Quelques jours après l’offensive du Hamas, le gouvernement israélien a mis à exécution sa menace d’imposer un blocus total à la bande de Gaza. Le scénario d’une catastrophe humanitaire que subit une population de 2,3 millions, privée désormais d’eau et d’électricité, se précise.
« Pas d’électricité, pas d’eau, pas de gaz », telle était la réponse du ministre de la Défense israélien, Yoav Gallant, à l’invasion du Hamas qui a fait 1200 morts en Israël selon le dernier bilan. Dans la foulée, il a également annoncé lundi dernier un « siège total » de la bande de Gaza, un territoire densément peuplé et rongé par la pauvreté dont 70 % des habitants de moins de 30 ans est au chômage. De surcroit, sous blocus israélien depuis 2007.
Gaza dans le noir
Conséquences immédiates des mesures punitives imposées par l’Etat hébreux à 2,3 millions de Gazaouis vivant sur une bande de terre de 41 km de long pour une largeur de 6 à 12 kilomètres et qui subissent de plein fouet les foudres de l’occupant israélien : l’électricité est totalement coupée à Gaza. La seule centrale électrique de l’enclave s’est arrêtée faute de carburant venant d’Israël pour l’alimenter. Sachant que l’enclave palestinienne dispose d’une seule centrale électrique opérationnelle fonctionnant au fioul, carburant provenant également d’Israël. Plus de réfrigérateurs qui fonctionnent, pas de recharge pour les téléphones, plus de téléviseurs. Le noir total.
Ironie du sort. L’enclave palestinienne aurait pu être autonome en énergie car d’importants gisements de gaz ont été découverts il y a une vingtaine d’années le long de la bande de Gaza. Mais les accords d’exploitation en pourparlers avec l’Egypte sont bloqués par l’Etat hébreu, qui lui-même exporte son gaz via l’Egypte.
Les hôpitaux saturés
Mais ces « désagréments » quotidiens- les habitants de Gaza subissent déjà des coupures de courant quotidiennes depuis des années et ne bénéficient que d’une dizaine d’heures d’électricité par jour- ne sont rien en comparaison avec la situation qui prévaut dans les hôpitaux de Gaza. Lesquels, faute de carburant, doivent désormais recourir à des générateurs d’urgence, très onéreux et introuvables sur le marché. Comble de malheur, tous les hôpitaux de Gaza, sans exception, sont débordés à cause de milliers de blessés liés aux bombardements israéliens massifs et indiscriminés.
« Maintenant le plus grand hôpital de Gaza, l’hôpital Al Shifa, ne fonctionne plus qu’avec des générateurs, avec du carburant.
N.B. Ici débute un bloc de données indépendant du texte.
PR #845, opened 2018-06-11
Fixing some accessibility issues regarding the generated HTML components

olamothe:
Mostly has to do with invalid semantic for some elements.


src/ui/AdvancedSearch/DateInput/InTheLastDateInput.ts
```diff
@@ -20,13 +20,13 @@ export class InTheLastDateInput extends DateInput {
 
   public build(): HTMLElement {
     super.build();
-    let input = $$('fieldset', { className: 'coveo-advanced-search-date-input' });
+    const input = $$('fieldset', { className: 'coveo-advanced-search-date-input' });
     (<HTMLFieldSetElement>input.el).disabled = true;
 
-    this.spinner = new NumericSpinner(this.onChange.bind(this));
+    this.spinner = new NumericSpinner(this.onChange.bind(this), undefined, undefined, l('InTheLast'));
```
samisayegh: Now that the constructor has 4 arguments, would it not be better to pass an object?

Same for the `Dropdown` constructor on line 29.

src/ui/Logo/Logo.ts
```diff
@@ -36,11 +36,12 @@ export class Logo extends Component {
...
     this.options = ComponentOptions.initComponentOptions(element, Logo, options);
 
-    let link = $$(
+    const link = $$(
       'a',
       {
         className: 'coveo-powered-by coveo-footer-logo',
-        href: 'http://www.coveo.com/'
+        href: 'http://www.coveo.com/',
+        'aria-label': l('PoweredByCoveo')
```
samisayegh: My intiution would be to label this element as `Coveo home page` so then a screen reader would read "A link with label Coveo home page". I don't think `PoweredByCoveo` is correct?

src/ui/YouTube/YouTubeThumbnail.ts
```diff
@@ -127,13 +137,15 @@ export class YouTubeThumbnail extends Component {
...
-      div = $$('div');
-    iframe.setAttribute('src', 'https://www.youtube.com/embed/' + this.extractVideoId() + '?autoplay=1');
-    iframe.setAttribute('allowfullscreen', 'allowfullscreen');
-    iframe.setAttribute('webkitallowfullscreen', 'webkitallowfullscreen');
-    iframe.setAttribute('width', '100%');
-    iframe.setAttribute('height', '100%');
+    const iframe = $$('iframe', {
+      src: `https://www.youtube.com/embed/${this.extractVideoId()}?autoplay=1`,
+      allowfullscreen: 'allowfullscreen',
+      webkitallowfullscreen: 'webkitallowfullscreen',
```
samisayegh: I wonder if it would be possible to use a 3rd party package for cross-browser compatibility similar to CSS. So when we add `allowfullscreen`, it will add the webkit, moz equivalents.

src/ui/AdvancedSearch/DateInput/InTheLastDateInput.ts
olamothe: Would have been a good idea, but unfortunately this is already exported globally and documented, so it would be a breaking change for people relying on those components to change completely the constructor signature.

Adding new optional parameter is not a breaking change on the other hand,

src/ui/YouTube/YouTubeThumbnail.ts
olamothe: I think i'll simply remove the vendor specific attribute, it's been supported by all major browsers since 2013... ;)

PR #846, opened 2018-06-12
Work in progress for "AccessibleButton"

olamothe:
This is a partial pull request for what we would use to modify "clickable" div into something that is more easily usable for accessibility reasons.

I've only processed the SearchButton and Settings component so far.

https://coveord.atlassian.net/browse/JSUI-2124


src/ui/AdvancedSearch/AdvancedSearch.ts
```diff
@@ -166,36 +167,67 @@ export class AdvancedSearch extends Component {
...
+      {
+        className: 'coveo-advanced-search-breadcrumb-clear'
+      },
+      SVGIcons.icons.checkboxHookExclusionMore
+    );
+
+    SVGDom.addClassToSVGInContainer(clear.el, 'coveo-advanced-search-breadcrumb-clear-svg');
+
+    const selectAction = () => {
+      this.handleClearBreadcrumb();
```
huppeje: I am not sure I get the exact meaning of "_Clear_" in _handleClearBreadcrumb()_ . Just for my understanding, would _handleUnselectedBreadcrumb_ be a good synonyme?

src/ui/Settings/Settings.ts
```diff
@@ -97,75 +107,114 @@ export class Settings extends Component {
     }
   }
 
+  private toggle() {
+    if (this.isOpened) {
```
huppeje: Would it be better to use a ternary operator?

Et le carburant devient également un problème alarmant. Etant donné que toutes les frontières avec Gaza et les points de passage avec Israël sont fermés depuis quatre jours ». Ainsi témoigne le porte-parole du Comité International de la Croix-Rouge dans la bande de Gaza.
Or, la situation pourrait être plus alarmante encore dans le cas d’une prévisible offensive terrestre israélienne dans Gaza. « Des combats de rue intenses dans une zone avec une forte densité de population, c’est la perspective d’une mortalité importante. Beaucoup, beaucoup de civils vont mourir. Notre espoir, c’est que notre équipe survive et que nous puissions développer nos opérations humanitaires, médicales qui sont notre cœur de métier », prévient le porte-parole des Médecins sans frontières.
Pénurie d’eau
Autre problème majeur : la pénurie d’eau. En effet, la bande de Gaza souffre continuellement d’un mauvais accès à l’eau potable, avec environ 90 % de la nappe impropre à la consommation, selon les chiffres de l’ONU. La seule source d’eau douce est une réserve souterraine en bord de mer, un aquifère côtier, particulièrement sensible aux infiltrations d’eau de mer et à la pollution. L’eau qui en est issue est ainsi quasi continuellement saumâtre et polluée.
« L’eau était déjà un problème et beaucoup de personnes attrapent des maladies comme la dysenterie ou le choléra car elles boivent de l’eau de mauvaise qualité », affirme une source médicale palestinienne. Tout en ajoutant que « maintenant, sans électricité pour faire fonctionner les centrales et sans l’accès à l’eau israélienne, cela va encore empirer. La population aura bientôt très soif; sans compter que les bombardements israéliens viennent encore aggraver la situation, venant détruire de nombreuses installations et conduites d’eau ».
Et ce n’est pas tout. Le Programme alimentaire mondial (PAM) a averti que « les réserves de la plupart des commerces de Gaza seront épuisées d’ici à deux semaines ». L’agence onusienne juge « impératif » d’obtenir rapidement des fonds pour assurer l’aide alimentaire à 800 000 Palestiniens.
Cynisme
Dernier espoir pour les Gazaouis assiégés : les Nations unies tentent de trouver le moyen d’acheminer de l’aide humanitaire à Gaza, via l’Egypte, Israël ayant fermé ses postes-frontières avec l’enclave palestinienne. Il ne reste qu’un poste potentiellement, celui de Rafah vers l’Egypte. Mais, comble de cynisme, il a été bombardé à plusieurs reprises par l’armée israélienne depuis lundi dernier.
Un voyage au bout de l’horreur.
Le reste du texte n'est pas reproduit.